ZU. Mitte des basalen Werbespots. B. Röhrchen mit der Hälfte des Soords. Quelle: A- und B -Fotos vom Autor MSC gemacht. Marielsa Gil.

Dies liegt daran.

In diesem Sinne hat das Medium spezielle Eigenschaften, die die geringen Mengen an Säure erkennen können, sowohl durch oxidatives als auch durch fermentativ. Diese Unterschiede hängen mit der Menge an Peptonen, Kohlenhydraten und Agar zusammen.

Dieses Medium enthält weniger Peptonas und eine stärkere Konzentration von Kohlenhydraten. Auf diese Weise werden die Produkte, die das Medium Alkheat haben.
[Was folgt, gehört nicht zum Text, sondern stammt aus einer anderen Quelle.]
PR #875, opened 2015-10-10
Require statements break Browserify compatibility

joostfarla:
Using __dirname in require statements breaks compatibility with Browserify.

I've also submitted a related PR for pg-types (https://github.com/brianc/node-pg-types/pull/43).

### DIFF
--- a/lib/client.js
+++ b/lib/client.js
@@ -4,10 +4,10 @@ var util = require('util');
 var pgPass = require('pgpass');
 var TypeOverrides = require('./type-overrides');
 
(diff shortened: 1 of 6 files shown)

Andererseits begünstigt die Abnahme der Agarmenge die Verbreitung der vom gesamten Medium erzeugten Säure sowie die Beobachtung der Motilität.

Das Medium besteht aus Pepton, Natriumchlorid, Bromotimolblau, Dipotium -Phosphat, Agar und Kohlenhydrat. Das häufigste Kohlenhydrat ist Glukose, aber andere können gemäß dem, den Sie untersuchen möchten, wie Laktose, Maltose, Xylose unter anderem.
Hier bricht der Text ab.